On Saturday, the women tried to make it a clean sweep for the Bulldogs — and add an outdoor national championship to the national indoor title they won in March — and almost did it, thanks to individual titles from freshman Lynna Irby in the 400 meters and senior Keturah Orji in the long jump and triple jump, her seventh and eighth career titles. But a stunning comeback finish by USC in the 4×400 meters gave the Trojans the team title over Georgia by a single point.
Although the season didn’t end on the perfect note — it seemed destined to at different points over the weekend — UGA still came out of Eugene the ultimate winner in the NCAA track and field world. Taking both men’s and women’s teams into account, Georgia has the best track and field program in the country by a measure of head and shoulders. Georgia’s teams finished the weekend with a combined score of 104. The next-closest school, USC, had 87.
If you’re like many Georgia fans, you might have looked up this weekend and suddenly realized the track and field program is far and away the most successful on campus right now. At the risk of being reductive, most of that success can be chalked up to one man: men’s and women’s coach Petros Kyprianou. While Georgia fans busied themselves with micro-analyzing every move of coaches such as Kirby Smart, Mark Fox, Scott Stricklin and Courtney Kupets-Carter, Kyprianou, a two-time U.S. Track & Field and Cross Country Coaches Association Coach of the Year, has sat in the background of the UGA athletics scene, quietly building his program into a juggernaut and making a case for himself as the best coach in Athens. (Sorry, Kirby.)
Kyprianou, a native of Limassol, Cyprus, was an assistant with the track team for seven years before taking over for Wayne Norton in 2015. Along with hiring Smart that same year, it’s probably the best personnel decision that athletic director Greg McGarity has made.

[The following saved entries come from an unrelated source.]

PR #6743, opened 2025-09-28
fix: improve balance fetch and not reset to 0

salimtb:
### Current State and Problem
Previously, the `TokenBalancesController` would update token balances, native balances, and staked balances regardless of whether the values had actually changed. This led to several inefficiencies:

1. **Unnecessary state updates**: The controller would trigger state changes even when balance values remained the same
2. **Performance overhead**: Unchanged balances would still go through the entire update pipeline, causing unnecessary re-renders and processing
3. **Reset behavior**: Balances could be reset to zero and then immediately updated with the same value, creating unnecessary intermediate states

### Solution
This PR implements value comparison logic to skip updates when balances haven't actually changed:

1. **Token Balance Updates**: Added comparison between `currentBalance` and `newBalance` before updating the state. Only updates are applied when values differ, preventing unnecessary state mutations.

2. **Native Balance Updates**: Enhanced the filter logic to compare existing balances from `AccountTrackerController` state with new balance values. Only balances that have actually changed are included in the update batch sent to `AccountTrackerController:updateNativeBalances`.

3. **Staked Balance Updates**: Similar optimization for staked balances, comparing current staked balance values with new ones before including them in the update batch sent to `AccountTrackerController:updateStakedBalances`.

### Key Improvements
- **Reduced State Mutations**: Prevents unnecessary state updates when balance values are identical
- **Better Performance**: Eliminates redundant processing and re-renders caused by unchanged balance updates  
- **Cleaner State Management**: Avoids intermediate states where balances are reset to zero before being set to the same value
- **Batch Optimization**: Only sends actual changes to the AccountTracker, reducing the payload size and processing overhead

### Technical Details
The implementation uses `isEqual` comparison for the main state update check and direct value comparison (`currentBalance !== newBalance`) for individual balance updates. This ensures that both the overall state update and individual balance updates are optimized to only occur when necessary.

## Checklist

---

> [!NOTE]
> Avoids unnecessary token/native/staked balance updates by comparing existing values and only updating when changed, reducing state mutations and calls.
> 
> - **Fixed: Balance update churn**
>   - `TokenBalancesController`
>     - Initialize missing entries without overwriting existing balances; only set balances when values change.
>     - Filter `updateNativeBalances`/`updateStakedBalances` calls by diffing against `AccountTrackerController:getState` and only send changed entries.
>     - Add `AccountTrackerController:getState` to allowed actions.
>   - `AccountTrackerController`
>     - Optimize `updateNativeBalances` and `updateStakedBalances` to clone state, compare current values, and call `update` only if changes exist.
>   - **Tests**: Permit and stub `AccountTrackerController:getState`; update messenger setups accordingly.
>   - **Changelog**: Note fix for unnecessary balance updates to improve performance.
> 
> <sup>Written by [Cursor Bugbot](https://cursor.com/dashboard?tab=bugbot) for commit 460183d171ac0f3f470cb8976d743cecdec2b681. This will update automatically on new commits. Configure [here](https://cursor.com/dashboard?tab=bugbot).</sup>


packages/assets-controllers/src/AccountTrackerController.ts
```diff
@@ -702,26 +702,46 @@ export class AccountTrackerController extends StaticIntervalPollingController<Ac
   updateNativeBalances(
     balances: { address: string; chainId: Hex; balance: Hex }[],
   ) {
-    this.update((state) => {
-      balances.forEach(({ address, chainId, balance }) => {
-        const checksumAddress = toChecksumHexAddress(address);
+    const nextAccountsByChainId = cloneDeep(this.state.accountsByChainId);
```
Prithpal-Sooriya, line 705: nit - logic is very similar in both areas, can we refactor to reuse some logic?

packages/assets-controllers/src/TokenBalancesController.ts
```diff
@@ -639,18 +653,34 @@ export class TokenBalancesController extends StaticIntervalPollingController<{
...
-          address: balance.account,
-          chainId: balance.chainId,
-          balance: balance.value ? BNToHex(balance.value) : '0x0',
-        }));
-
-        this.messagingSystem.call(
-          'AccountTrackerController:updateNativeBalances',
-          balanceUpdates,
-        );
+        const balanceUpdates = nativeBalances
```
Prithpal-Sooriya, line 663: nit - same, this logic is very similar in both places. Is it worth refactoring this to reuse this logic?

PR #6758, opened 2025-09-30
fix(account-tree-controller): re-use computed names for groups

ccharly:
## Explanation

Re-enable computed names for account group names.

This allow to automatically migrate previous EVM names back to their account group. This won't apply for newly added accounts though.

Once account groups are named at least once, they won't be renamed again, so that should be enough to not rely on any migrations for this.

## References

N/A

## Checklist


ccharly:
@metamaskbot publish-preview

PR #6759, opened 2025-09-30
feat(multichain-account-service): add option to decide what to await for when creating group

mathieuartu:
## Explanation

```md
- Add an optional `options` parameter to `MultichainAccountWallet.createMultichainAccountGroup()`
  - Introduces `options.waitForAllProvidersToFinishCreatingAccounts`, that will make `createMultichainAccountGroup` await either only the EVM provider or all the providers to have created their accounts depending on the value. Defaults to `false` (only awaits for EVM accounts creation by default).
```

## Checklist

---

> [!NOTE]
> Adds an `options.waitForAllProvidersToFinishCreatingAccounts` flag to `createMultichainAccountGroup`, defaulting to awaiting only EVM, and updates `createNextMultichainAccountGroup` to await all.
> 
> - **Multichain Account Service**:
>   - **`createMultichainAccountGroup`**:
>     - Add optional `options` with `waitForAllProvidersToFinishCreatingAccounts` (default `false`).
>     - If `true`: await all providers via `Promise.allSettled`; throw on any failure with aggregated warnings.
>     - If `false` (default): await EVM provider; start other providers in background, log but ignore their errors.
>     - Update JSDoc for parameters and error semantics.
>   - **`createNextMultichainAccountGroup`**: now calls `createMultichainAccountGroup` with `waitForAllProvidersToFinishCreatingAccounts: true`.
>   - **Tests**: add coverage for failure when waiting for all providers; adjust non-EVM background behavior test.
>   - **Changelog**: document new `options` parameter and behavior.
> 
> <sup>Written by [Cursor Bugbot](https://cursor.com/dashboard?tab=bugbot) for commit 403d744d5c9890ea967898e50202dfb07dc7cca9. This will update automatically on new commits. Configure [here](https://cursor.com/dashboard?tab=bugbot).</sup>

### DIFF
--- a/packages/multichain-account-service/CHANGELOG.md
+++ b/packages/multichain-account-service/CHANGELOG.md
@@ -11,7 +11,7 @@ and this project adheres to [Semantic Versioning](https://semver.org/spec/v2.0.0
 
 ### Changed
 
-- Add an optional `options` parameter to `MultichainAccountWallet.createMultichainAccountGroup()` ([#]())
+- Add an optional `options` parameter to `MultichainAccountWallet.createMultichainAccountGroup()` ([#6759](https://github.com/MetaMask/core/pull/6759))
   - Introduces `options.waitForAllProvidersToFinishCreatingAccounts`, that will make `createMultichainAccountGroup` await either only the EVM provider or all the providers to have created their accounts depending on the value. Defaults to `false` (only awaits for EVM accounts creation by default).
 - Only await for EVM account creation in `MultichainAccountWallet.createMultichainAccountGroup()` instead of all types of providers ([#6755](https://github.com/MetaMask/core/pull/6755))
   - Other type of providers will create accounts in the background and won't throw errors in case they fail to do so.
--- a/packages/multichain-account-service/CHANGELOG.md
+++ b/packages/multichain-account-service/CHANGELOG.md
@@ -7,12 +7,15 @@ and this project adheres to [Semantic Versioning](https://semver.org/spec/v2.0.0
 
 ## [Unreleased]
 
-## [1.4.0]
-
 ### Changed
 
 - Add an optional `options` parameter to `MultichainAccountWallet.createMultichainAccountGroup()` ([#6759](https://github.com/MetaMask/core/pull/6759))
   - Introduces `options.waitForAllProvidersToFinishCreatingAccounts`, that will make `createMultichainAccountGroup` await either only the EVM provider or all the providers to have created their accounts depending on the value. Defaults to `false` (only awaits for EVM accounts creation by default).
+
+## [1.4.0]
+
+### Changed
+
 - Only await for EVM account creation in `MultichainAccountWallet.createMultichainAccountGroup()` instead of all types of providers ([#6755](https://github.com/MetaMask/core/pull/6755))
   - Other type of providers will create accounts in the background and won't throw errors in case they fail to do so.
   - Multichain account groups will now be "misaligned" for a short period of time, until each of the other providers finish creating their accounts.
--- a/packages/multichain-account-service/CHANGELOG.md
+++ b/packages/multichain-account-service/CHANGELOG.md
@@ -7,7 +7,7 @@ and this project adheres to [Semantic Versioning](https://semver.org/spec/v2.0.0
 
 ## [Unreleased]
 
-### Changed
+### Added
 
 - Add an optional `options` parameter to `MultichainAccountWallet.createMultichainAccountGroup()` ([#6759](https://github.com/MetaMask/core/pull/6759))
   - Introduces `options.waitForAllProvidersToFinishCreatingAccounts`, that will make `createMultichainAccountGroup` await either only the EVM provider or all the providers to have created their accounts depending on the value. Defaults to `false` (only awaits for EVM accounts creation by default).
--- a/packages/multichain-account-service/CHANGELOG.md
+++ b/packages/multichain-account-service/CHANGELOG.md
@@ -11,6 +11,8 @@ and this project adheres to [Semantic Versioning](https://semver.org/spec/v2.0.0
 
 ### Changed
 
+- Add an optional `options` parameter to `MultichainAccountWallet.createMultichainAccountGroup()` ([#]())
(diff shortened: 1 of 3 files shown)


packages/multichain-account-service/CHANGELOG.md
```diff
@@ -7,6 +7,11 @@ and this project adheres to [Semantic Versioning](https://semver.org/spec/v2.0.0
 
 ## [Unreleased]
 
+### Changed
```
```suggestion
### Added
```

ccharly (approved):
LGTM

owencraston (approved):

packages/multichain-account-service/src/MultichainAccountWallet.ts
```diff
@@ -324,41 +335,72 @@ export class MultichainAccountWallet<
...
+          this.#log(`${WARNING_PREFIX} ${message}`);
+          console.warn(message);
+
+          throw new Error(error);
+        }
+      } else {
+        // Extract the EVM provider from the list of providers.
+        // We will only await the EVM provider to create its accounts, while
+        // all other providers will be started in the background.
+        const [evmProvider, ...otherProviders] = this.#providers;
```
fabiobozzo, line 371: Does that assume EVM provider is always first? Can't the provider order change in theory?

packages/multichain-account-service/src/MultichainAccountWallet.ts
```diff
@@ -419,7 +461,9 @@ export class MultichainAccountWallet<
   async createNextMultichainAccountGroup(): Promise<
     MultichainAccountGroup<Account>
   > {
-    return this.createMultichainAccountGroup(this.getNextGroupIndex());
+    return this.createMultichainAccountGroup(this.getNextGroupIndex(), {
```
fabiobozzo, line 464: This is a breaking change isn't it? Do we have to point that out in changelog? 👀

packages/multichain-account-service/src/MultichainAccountWallet.test.ts
```diff
@@ -347,9 +347,32 @@ describe('MultichainAccountWallet', () => {
...
+    it('fails to create an account group if any of the provider fails to create its account and waitForAllProvidersToFinishCreatingAccounts is true', async () => {
+      const groupIndex = 1;
+
+      const mockEvmAccount = MockAccountBuilder.from(MOCK_HD_ACCOUNT_1)
+        .withEntropySource(MOCK_HD_KEYRING_1.metadata.id)
+        .withGroupIndex(0)
+        .get();
+      const { wallet, providers } = setup({
+        accounts: [[mockEvmAccount]], // 1 provider
+      });
```
fabiobozzo, line 362: This case only uses 1 provider but claims to test "all providers" behavior, do I read that right? Should it use multiple providers to properly test instead?

packages/multichain-account-service/src/MultichainAccountWallet.ts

In only a few years, Kyprianou has transformed Georgia from perennial also-rans to national champions. Again, at the risk of being reductive, he did it by focusing on two areas.
The first is international recruiting. Kyprianou — who has coached on the Olympic level — has a vast network of connections throughout Europe and the rest of the world, allowing him to identify and bring in more talented international recruits than any other time in program history. A Greek speaker, Kyprianou has used their shared language to connect with recruits from Greece and Cyprus. Exemplified by Comenentia, who is from Amsterdam, the international athletes recruited by Kyprianou have provided the Bulldogs with a tremendous edge the last few years.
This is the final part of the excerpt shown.